(Dataset records)
__________

PR #690, opened 2023-11-10
feat: add invite hooks

krzysu:
- useInvitedProfiles
- useWasWalletInvited + useLazyWasWalletInvited
- useInviteWallets

### DIFF
--- a/packages/domain/src/use-cases/wallets/InviteWallets.ts
+++ b/packages/domain/src/use-cases/wallets/InviteWallets.ts
@@ -1,0 +1,53 @@
+import { EvmAddress, failure, success } from '@lens-protocol/shared-kernel';
+
+import { IGenericResultPresenter } from '../transactions';
+
+export type Invite = {
+  address: EvmAddress;
+};
+
+export type InviteWalletsRequest = {
+  wallets: EvmAddress[];
+};
+
+export class WalletAlreadyInvitedError extends Error {
+  name = 'WalletAlreadyInvitedError' as const;
+
+  constructor(public readonly invalid: EvmAddress[]) {
+    super(`Wallets already invited: ${invalid.join(', ')}`);
+  }
+}
+
+export interface IInviteWalletsFactory {
+  create(data: InviteWalletsRequest): Promise<Invite[]>;
+}
+
+export interface IInviteWalletsGateway {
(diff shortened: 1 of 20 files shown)


packages/react/src/misc/adapters/InviteWalletsGateway.ts
```diff
@@ -0,0 +1,34 @@
...
+        mutation: InviteDocument,
+        variables: {
+          request: {
+            invites: request.wallets,
+          },
+        },
+      });
+
+      return success();
+    } catch (error) {
```
krzysu, line 29: we don't really use this pattern but I don't see how else to catch API errors and turn them into user meaningful errors.

packages/react/src/misc/adapters/InviteWalletsGateway.ts
```diff
@@ -0,0 +1,34 @@
...
+      assertError(error);
+      return failure(new WalletAlreadyInvitedError(error.message));
```
krzysu, line 31: this could be any other api error too.

packages/react/src/misc/useWasWalletInvited.ts
```diff
@@ -0,0 +1,91 @@
...
+  const [fetch] = useProfileAlreadyInvitedLazyQuery(useLensApolloClient());
+
+  return useDeferredTask(async (args): PromiseResult<boolean, NotFoundError | UnspecifiedError> => {
+    const { data, error } = await fetch({ variables: { request: args } });
+
+    if (error) {
+      return failure(new UnspecifiedError(error));
+    }
+
+    if (!data) {
```
cesarenaldi, line 85: this should be an invariant and not a `NotFoundError` i think

packages/domain/src/use-cases/wallets/InviteWallets.ts
```diff
@@ -0,0 +1,53 @@
+import { EvmAddress, failure, success } from '@lens-protocol/shared-kernel';
+
+import { IGenericResultPresenter } from '../transactions';
+
+export type Invite = {
+  address: EvmAddress;
+};
```
cesarenaldi, line 7: Can this live in `entities` folder?

PR #693, opened 2023-11-14
fix: export api enums to use in hook args

krzysu:


packages/react/src/index.ts
```diff
@@ -84,14 +84,55 @@ export type {
...
 } from './helpers/reads';
-export { LimitType } from './helpers/reads';
 export * from './helpers/tasks';
 
 /**
  * GQL common types
  */
 export type { App } from '@lens-protocol/api-bindings';
-export { TriStateValue } from '@lens-protocol/api-bindings';
+
```
krzysu, line 93: could you help to identify which of these should NOT be exported? I just copied the list from the client SDK and removed a few I know are internal for react sdk

packages/react/src/index.ts
```diff
@@ -84,14 +84,46 @@ export type {
...
+// GQL enums
+export {
+  ChangeProfileManagerActionType,
```
cesarenaldi, line 96: Remove: `useUpdateProfileManagers` provides an easier DX

PR #698, opened 2023-11-15
feat: allows self-funded useOpenAction

cesarenaldi:


packages/react/src/transactions/useOpenAction.ts
```diff
@@ -53,6 +53,18 @@ export type OpenActionArgs = {
    * The publication to perform the Open Action on.
    */
   publication: AnyPublication;
+  /**
+   * Whether the transaction gas costs should be sponsored by the Lens API or
+   * should be paid by the authenticated wallet.
+   *
+   * Although the request is marked as sponsored there are scenarios where the
+   * sponsorship will not be denied. See {@link BroadcastingError} with:
```
reecejohnson, line 61: should this read like: 

```suggestion
   * Although the request is marked as sponsored there are scenarios where the
   * sponsorship will be denied. See {@link BroadcastingError} with:
```

reecejohnson (approved):
Nice! 

`sponsored` is a great name and `signless` makes a lot more sense that `delegate`

PR #707, opened 2023-11-21
feat: advanced contract condition

cesarenaldi:


packages/gated-content/src/conditions/advanced-contract-condition.ts
```diff
@@ -0,0 +1,150 @@
...
+
+    // assert view function
+    invariant(fn.stateMutability === 'view', 'unsupported');
+
+    // assert single output
+    invariant(Array.isArray(fn.outputs) && fn.outputs.length === 1, 'unsupported');
+
+    // assert output is boolean or uint
+    invariant(
+      fn.outputs[0] && (fn.outputs[0].type === 'bool' || fn.outputs[0].type === 'uint256'),
```
zannis, line 52: might break with diff types of uints, suggesting this check instead 
```suggestion
      fn.outputs[0] && (fn.outputs[0].type === 'bool' || /^uint(8|16|32|64|128|256)$/.test(fn.outputs[0].type),
```

packages/gated-content/src/conditions/advanced-contract-condition.ts
```diff
@@ -0,0 +1,150 @@
...
+        }
+      } else if (input.baseType.includes('int')) {
+        BigNumber.from(param);
+      } else if (input.baseType === 'bool') {
+        invariant(
+          param === 'true' || param === 'false',
+          `param ${input.name} is invalid, must be a boolean)`,
+        );
+      } else if (input.baseType === 'bytes') {
+        invariant(param.startsWith('0x'), `param ${input.name} is invalid, must be a hex string)`);
```
zannis, line 103: a bit stronger checks 
```suggestion
        invariant(/^0x[0-9A-Fa-f]+$/.test(param), `param ${input.name} is invalid, must be a hex string)`);
```

packages/gated-content/src/conditions/advanced-contract-condition.ts
```diff
@@ -0,0 +1,150 @@
...
+    if (['bool', 'string', 'bytes', 'address', 'array', 'tuple'].includes(fn.outputs[0].baseType)) {
+      invariant(
+        condition.comparison === ConditionComparisonOperator.EQUAL ||
+          condition.comparison === ConditionComparisonOperator.NOT_EQUAL,
+        `comparison ${condition.comparison} is invalid for function return type ${fn.outputs[0].type}`,
+      );
+    }
+
+    // for uint results we allow all comparisons but we check the provided value
+    if (fn.outputs[0].baseType.includes('int')) {
```
zannis, line 143:
```suggestion
    if (/^uint(8|16|32|64|128|256)$/.test(fn.outputs[0].baseType)) {
```

zannis (changes requested):
left a few code change suggestions, couple stronger validation checks 🍻

PR #720, opened 2023-11-23
chore: update more deps, relax versions

krzysu:


krzysu:
this is just a follow-up on updating deps based on hints from renovate

PR #723, opened 2023-11-23
react: add inbox hooks

krzysu:
I'm testing the CI build as it fails on the other PR but I can't figure out why

### DIFF
--- a/packages/react-web/src/inbox/useEnhanceConversation.ts
+++ b/packages/react-web/src/inbox/useEnhanceConversation.ts
@@ -1,0 +1,105 @@
+import {
+  ProfileId,
+  Profile,
+  ReadResult,
+  useLazyProfile,
+  NotFoundError,
+  UnspecifiedError,
+} from '@lens-protocol/react';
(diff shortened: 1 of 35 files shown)


packages/react-web/src/inbox/useEnhanceConversation.ts
```diff
@@ -0,0 +1,105 @@
...
+    [conversation, profile],
+  );
+
+  const { data: peerProfile, error, loading, execute } = useLazyProfile();
+
+  useEffect(() => {
+    if (peerProfileId) {
+      void execute({ forProfileId: peerProfileId });
+    }
+    // eslint-disable-next-line react-hooks/exhaustive-deps
```
cesarenaldi, line 62: is this because of `execute`?

krzysu: yes, in general there is issue with hook being rendered multiple times, skipping `execute` helped a bit

krzysu:
the build is still failing so I'll close this one, seems it's not the CI issue

PR #742, opened 2023-11-28
chore: prepare release react 2.0.0-alpha.23

reecejohnson:


packages/react/CHANGELOG.md
```diff
@@ -1,5 +1,38 @@
...
+- 493895b8: **feat:** self-funded `useFollow`
+- fdd0073d: **feat:** support for self-funded `useCreateQuote`
+- 5d243a83: **feat:** support for self-funded `useCreateMirror`
+- b37f6f4e: **feat:** self-funded `useSetProfileMetadata`
+- 2e351a8c: fixes called property of hooks to update correctly when hook returns void
+- 2698fc65: **feat:** support for self-funded `useCreatePost`
+- 6a25dc02: **feat:** support self-funded `useOpenAction`
+- 40abddd9: **feat:** support for self-funded `useCreateComment`
+
+### Patch Changes
```
krzysu, line 16: as it's still alpha, the split for minor/patch doesn't really make much sense and it's easier to read if all points were in a single list, could we merge them (just in the changelog, better to not touch changeset files at this point).

packages/react-native/package.json
```diff
@@ -1,6 +1,6 @@
 {
   "name": "@lens-protocol/react-native",
-  "version": "0.0.1",
+  "version": "0.1.0-alpha.0",
```
krzysu, line 3: is it ok to start react-native from 0.1.0 or from 0.0.1 ?

reecejohnson: good spot, thanks

PR #743, opened 2023-11-28
client: ensure interoperability with react SDK, add example

krzysu:


examples/web/src/misc/LensClientInteroperability.tsx
```diff
@@ -0,0 +1,51 @@
...
+  }
+
+  setItem(key: string, value: string) {
+    window.localStorage.setItem(key, value);
+  }
+
+  removeItem(key: string) {
+    window.localStorage.removeItem(key);
+  }
+}
```
cesarenaldi, line 19: Having the `LensProvider` using its own storage implementation and having this one accessing `localStorage` seems "uneven". Requires consumers to know something that until now was an internal.

Can we do something more encapsulated? Can we just use the same exact adapter instance that `@lens-protocol/react-web` use somehow?

PR #753, opened 2023-11-30
react: improve logout activities

krzysu:
a few things in this PR:
- react: clear transaction storage on logout
- react & client: remove migration path from credentials storage
- react: revoke credentials on logout 
- react: logout on any refresh token API request error


packages/storage/src/CredentialsStorageSchema.ts
```diff
@@ -20,13 +20,6 @@ export class CredentialsStorageSchema extends BaseStorageSchema<PersistedCredent
...
   ): PersistedCredentials {
-    const storageVersion = storageItem.metadata.version;
-
-    if (this.version > storageVersion) {
-      return this.parseData({
-        refreshToken: '',
-      });
-    }
     return this.parseData(storageItem.data);
   }
```
cesarenaldi, line 24: We can omit `migrate` I think.

packages/domain/src/use-cases/authentication/Logout.ts
```diff
@@ -24,17 +41,25 @@ export interface ILogoutPresenter {
...
+    if (!credentials) {
+      never('User is not authenticated');
+    }
+
+    await this.sessionGateway.revoke({ authorizationId: credentials.authorizationId });
     await this.walletGateway.reset();
     await this.conversationsGateway.reset();
-
+    await this.transactionGateway.reset();
     await this.credentialsGateway.invalidate();
```
cesarenaldi, line 63: I don't know if intentional or not, but with the `IRevokeSessionGateway` you are implicitly promoting "session" as a domain object.

Last time I worked on this area I thoughts that "credentials" became a poor abstraction over time (due to the changes we had to made to it). Session is a good replacement.

Replacing Credentials with Session is a bigger work for the scope of this ticket. So for now I would limit the revoke of credentials as implementation detail of `IResettableCredentialsGateway#invalidate`.

packages/storage/src/CredentialsStorageSchema.ts
krzysu: in the default migration method, it will throw if versions won't match, is that ok?

```
if (this.version !== storageVersion) {
      throw new NoMigrationPathError(this.key, storageVersion, this.version);
    }
```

__________

*ACTIVITY:* When the string "seems" appears in a line of the records above, that line is to be copied.

*RESPONSE AREA:*
the build is still failing so I'll close this one, seems it's not the CI issue
cesarenaldi, line 19: Having the `LensProvider` using its own storage implementation and having this one accessing `localStorage` seems "uneven". Requires consumers to know something that until now was an internal.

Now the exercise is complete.